Housebound is amusing – it is probably even the film that Peter Jackson should have been making with the misguided The Frighteners – but it feels long way from the new genre classic that much of the hype is pushing it as. The basic premise is a riff on Disturbia (2007) – the youth imprisoned on home detention only to find something amiss in the neighbourhood – a serial killer next door in Disturbia, that they are living in a haunted house here. Indeed, the entire premise of the woman on home detention finding the house she is in to be haunted was done before in Eric Red’s more serious, non-comedic 100 Feet (2008) starring Famke Janssen and was subsequently reissued in Dark Summer (2015).

Rima Te Wiata and Morgana O’Reilly in Housebound (2014)
(l to r) Rima Te Wiata and Morgana O’Reilly

It took me a long time to engage in Housebound. Much of it is clearly played for comedy but this falls into the mumsy and easy laughs that often passes for comedy on New Zealand screens. Aside from the local work of art Rima Te Wiata’s fine playing of Morgana O’Reilly’s dully middle-of-the-road mother, this amiably courses along feeling like it is getting worked up about something that should make you laugh but never hits its stride. Similarly, when it comes to the horror angle, Gerard Johnstone produces a couple of minor jolts but there is never the sense that you are riveted to your seat and being made to jump out of it as you go in expecting.

During the first two-thirds, the plot winds its way through a good many familiar genre tropes – the discovery of the house with the past; the dead girl wanting someone to expiate her crimes in the present; the heroine being disbelieved or frustrated from getting help because of her dubious past; the evidence pointing at the sinister recluse next door; as well as substantial appropriation of the hoary old Mad Relative in the Cellar plot.

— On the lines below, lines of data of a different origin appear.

PR #114, opened 2025-05-15
Union services control plane charts

pmahindrakar-oss:
* Adds green field templates working of the existing one in union cloud
* The templates are refactored to be able to install multiple services with single values file
* Adds helper to do recursive merges of the values
* Add override for controlplane chart to be installed with flag enabled for it
* Adds  generated tests

Tested this on internal EKS cluster and all services come up

### DIFF
--- a/charts/controlplane/templates/_helpers.tpl
+++ b/charts/controlplane/templates/_helpers.tpl
@@ -1,0 +1,381 @@
+{{- define "unionai.imagePullSecrets" -}}
+{{- if and (hasKey .config "imagePullSecrets") }}
+{{ toYaml .config.imagePullSecrets }}
+{{- else if and (hasKey .Values.global "imagePullSecrets") }}
+{{ toYaml .Values.global.imagePullSecrets }}
+{{- else }}
+{}
+{{- end }}
+{{- end }}
+
+{{- define "unionai.resources" -}}
+{{- if and (hasKey .config "resources") }}
+{{ toYaml .config.resources }}
+{{- else if and (hasKey .Values.global "resources") }}
+{{ toYaml .Values.global.resources }}
+{{- end }}
+{{- end }}
+
+{{- define "unionai.nodeSelector" -}}
+{{- if and (hasKey .config "nodeSelector") }}
+{{ toYaml .config.nodeSelector }}
+{{- else if and (hasKey .Values.global "nodeSelector") }}
+{{ toYaml .Values.global.nodeSelector }}
+{{- end }}
+{{- end }}
+
+{{- define "unionai.service" -}}
+{{- if and (hasKey .config "service") }}
+{{ toYaml .config.service }}
+{{- else if and (hasKey .Values.global "service") }}
+{{ toYaml .Values.global.service }}
+{{- end }}
+{{- end }}
+
+
+{{- define "unionai.affinity" -}}
+{{- if and (hasKey .config "affinity") }}
+{{ toYaml .config.affinity }}
+{{- else if and (hasKey .Values.global "affinity") }}
+{{ toYaml .Values.global.affinity }}
+{{- end }}
+{{- end }}
+
+{{- define "unionai.tolerations" -}}
+{{- if and (hasKey .config "tolerations") }}
+{{ toYaml .config.tolerations }}
+{{- else if and (hasKey .Values.global "tolerations") }}
+{{ toYaml .Values.global.tolerations }}
+{{- end }}
+{{- end }}
+
+{{- define "unionai.env" -}}
+{{- if and (hasKey .config "env") -}}
+{{- toYaml .config.env -}}
+{{- else if and (hasKey .Values.global "env") }}
+{{- toYaml .Values.global.env -}}
+{{- end }}
+{{- end }}
+
+{{- define "unionai.securityContext" -}}
+{{- if and (hasKey .config "securityContext") }}
+    {{- toYaml .config.securityContext -}}
+{{- else if and (hasKey .Values.global "securityContext") }}
+    {{- toYaml .Values.global.securityContext -}}
+{{- end }}
+{{- end }}
+
+{{- define "unionai.podSecurityContext" -}}
+{{- if and (hasKey .config "podSecurityContext") .config.podSecurityContext }}
+    {{- toYaml .config.podSecurityContext }}
+{{- else if and (hasKey .Values.global "podSecurityContext") .Values.global.podSecurityContext }}
+    {{- toYaml .Values.global.podSecurityContext }}
+{{- end }}
+{{- end }}
+
+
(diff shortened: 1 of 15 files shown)


charts/controlplane/templates/_helpers.tpl
```diff
@@ -0,0 +1,381 @@
...
+app.kubernetes.io/name: {{ include "unionai.name" . }}
+app.kubernetes.io/instance: {{ .Release.Name }}
+{{- end }}
+
+{{- define "sync.fullname" -}}
+{{- default (printf "%s-sync" (include "unionai.name" .)) .Values.sync.fullnameOverride }}
+{{- end }}
+{{- define "sync.labels" -}}
+helm.sh/chart: {{ include "unionai.chart" . }}
+linkerd.io/inject: enabled
```
ctxswitch, line 236: Were we including linkerd?  I was under the impression that we were stripping out the requirement.

charts/controlplane/values.yaml
```diff
@@ -0,0 +1,308 @@
...
+      - artifacts
+      - serve
+      - --config
+      - /etc/config/*.yaml
+    configMap:
+      sharedService:
+        metrics:
+          scope: "artifacts:"
+      db:
+        host: "database-1-instance-1.c982kkq6ghd1.us-east-2.rds.amazonaws.com"
```
ctxswitch, line 130: Nit: we should consolidate these at the top level (maybe in a database block) and use a default value that isn't tied to something that we test on internally.

charts/controlplane/values.yaml
```diff
@@ -0,0 +1,308 @@
...
+      sampler:
+        parentSampler: traceid
+        traceIdRatio: 0.001
+    union:
+      internalConnectionConfig:
+        enabled: true
+        urlPattern: "{{ service }}.union.svc.cluster.local:80"
+      connection:
+        trustedIdentityClaims:
+          externalIdentityClaim: 0oa2n55xystvEjmOD5d7
```
ctxswitch, line 104: Nit: with this specific field, do we just leave it blank instead of having a value that has been transposed from an test system?

charts/controlplane/values.yaml
```diff
@@ -0,0 +1,308 @@
+# This section contains the default values for the controlplane chart.
+# Currently this includes only for union services and also values have been populated for testing only.
+global:
+  replicaCount: 1 # Keeping low replica count for testing purposes.
+  image:
+    repository: 479331373192.dkr.ecr.us-east-2.amazonaws.com/cloud # only for testing
```
ctxswitch, line 6: Nit: If this is for testing we probably shouldn't keep it here.  Probably want to just override this locally for your tests?

charts/controlplane/values.yaml
```diff
@@ -0,0 +1,308 @@
...
+        connectionPool:
+          maxIdleConnections: 20
+          maxOpenConnections: 20
+          maxConnectionLifetime: 1m
+      artifactsConfig:
+        app:
+          adminClient:
+            hackFlagUntilCellIsolation: true
+          artifactBlobStoreConfig:
+            container: artifacts-offloaded-byocp-test-us-east-2
```
ctxswitch, line 142: Nit: maybe something a little more generic?

charts/controlplane/values.yaml
```diff
@@ -0,0 +1,308 @@
...
+      - --config
+      - /etc/config/*.yaml
+    serviceAccount:
+      annotations:
+        eks.amazonaws.com/role-arn: arn:aws:iam::440744229819:role/staging-executions-role
+    configMap:
+      sharedService:
+        metrics:
+          scope: "executions:"
+      db:
```
ctxswitch, line 242: Nit: There's a lot of redundancy in the config maps that I think we could move out to a root level block.

charts/controlplane/templates/deployment.yaml
```diff
@@ -0,0 +1,172 @@
+{{- if (index .Values "controlplane" | default dict).enabled }}
```
ctxswitch, line 1: This is really slick.  I may update the dataplane to use something similar.

charts/controlplane/templates/_helpers.tpl
pmahindrakar-oss: This is not used , its already disabled. this is carried over from cluster-sync deployment which i haven't imported here as we dont run in self hosted as we dont run cloudflare tunnel here

charts/controlplane/values.yaml
pmahindrakar-oss: This is already in db block, can you elaborate more what you mean. 
I would move the value of the db into separate file for testing but kept for iteration if needed by others

charts/controlplane/values.yaml
pmahindrakar-oss: Yup, utlimately i hoping we remove these. Would get removed in next iterations

pmahindrakar-oss: Made these empty

charts/controlplane/values.yaml
pmahindrakar-oss: Moved it out and added empty

charts/controlplane/values.yaml
pmahindrakar-oss: called it artifacts-bucket for now

charts/controlplane/values.yaml
pmahindrakar-oss: There is global section which has most of the consolidated configs and only the overrides are present in each.
I have added a recursive helper for the prupose of merging these. At this point i find the configs are at the level where they are minimal atm and importing from generic, eg : db is not something all services need and i dont want to add those to global config

ctxswitch: I'm ok with that.  I think as we use it more we'll start to notice where some of the optimizations/consolidations could happen from an enduser perspective.  I'm more worried about creating a complex values file for the users that has too much redundancy - it makes the experience a little more cumbersome.

ctxswitch (approved):

charts/controlplane/values.yaml
pmahindrakar-oss: Since we have a way of consolidating things in global config it becomes easier to manage. Let me know any specific ones you found redundant.

pmahindrakar-oss: In the context of the database, I imagine we’ll either need to consolidate services that rely on the DB to reduce redundancy, or take the opposite approach and include the DB configuration in all services, regardless of whether they actually use it.

pmahindrakar-oss: Also the current consolidation in the global section doesn't exist in BYOC and we can iterate to get more things as we now have the process in place for it. Also we move things out of the global section which are completely static per deployment to reduce the configuration

PR #115, opened 2025-05-19
Upgrade knative-operator to 2025.5.0

mhotan:


charts/dataplane/Chart.yaml
```diff
@@ -3,7 +3,7 @@ name: dataplane
 description: Deploys the Union dataplane components to onboard a kubernetes cluster to the Union Cloud.
 type: application
 icon: https://i.ibb.co/JxfDQsL/Union-Symbol-yellow-2.png
-version: 2025.5.1
+version: 2025.5.2
```
pmahindrakar-oss, line 6: Assuming this is already working for app serving in BYOC ?

ctxswitch (approved):

charts/dataplane/Chart.yaml
mhotan: I am unclear of the question here. This patch should not change app-serving. This change is intended to fix existing fresh helm-chart as we moved knative crd into the dataplane but did not install by default until the most recent version of knative.

PR #116, opened 2025-05-20
Fix image builder helm-charts

mhotan:
* Bump dataplane version from `2025.5.2` -> `2025.5.3`
* Fix image builder buildkit deployment helm template to remove breaking
  condition when not using rootless
* Default to `non-rootless` buildkit to support a wider varient of out
  of the box kernels. For example EKS AutoMode using bottlerocket which
  limits user namespaces and breaks buildkit deployment
* add ephemeral-storage


mhotan:
fixes D-1350

ctxswitch (approved):

PR #129, opened 2025-06-11
Add ability to turn off dataplane billing

troychiu:


tests/generated/dataplane.aws.with-ingress.yaml
```diff
@@ -4206,11 +4164,6 @@ metadata:
     heritage: "Helm"
 spec:
   
-  sampleLimit: 0
-  targetLimit: 0
-  labelLimit: 0
-  labelNameLengthLimit: 0
-  labelValueLengthLimit: 0
```
pmahindrakar-oss, line 4213: Faced the same issue and helm tests would fail in CI.
Use the same version used by CI locally 
Recently upgrade to this due to the above issue
``` helm version
version.BuildInfo{Version:"v3.18.0
```

pmahindrakar-oss (approved):

PR #131, opened 2025-06-11
Add scheduler and datacatalog services

pmahindrakar-oss:
Tested this on selfhosted and verified datacatlog and flytescheduler come up.


charts/controlplane/values.yaml
```diff
@@ -464,7 +461,7 @@ flyte:
       union:
         internalConnectionConfig:
           enabled: true
-          urlPattern: '{{ printf "_SERVICE_.%s.svc.cluster.local:80" .Values.namespace }}'
+          urlPattern: '{{ printf "_SERVICE_.%s.svc.cluster.local:80" .Release.Namespace }}'
```
mhotan, line 464: 👍

PR #143, opened 2025-06-18
Increase cpu requests for usage service

pmahindrakar-oss:


pmahindrakar-oss:
Yes i have seen the crash frequency reduced considerably after this , but again we are running on very small nodes and hence possibly the throttling. Making the current config sync and we can dig deeper on utlization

Everything here feels overly familiar if you have spent your time in the trenches watching enough horror movies.

It is only in the last third that Housebound emerges out of its easy safe humour and tepid jumps into what we have been expecting it to be. The plot goes into hyperkinetic overdrive with a series of twists and turns that manage to unearth all manner of suspects, alternate explanations and people hiding in the house. These turns are entertaining as they are increasingly improbable. (The end of the film, for instance, left me confused as to whether there actually was any ghost of the dead Lizzie in the house or not).

Rather amusing are the climactic scenes with Morgana O’Reilly and Rima Te Wiata fighting off the villain of the show with everything from cheese graters to laundry hampers and xylophones, which finally hit the wacky humour stride you wanted the film to an hour ago. This does redeem Housebound somewhat. However, I look back at the astonishing breakout success on the New Zealand scene of Peter Jackson’s Bad Taste (1988) twenty-six years ago and in comparison Housebound seems lacking.

Director Gerard Johnstone subsequently went on to have a modest international hit with the killer artificially intelligent doll film M3gan (2022).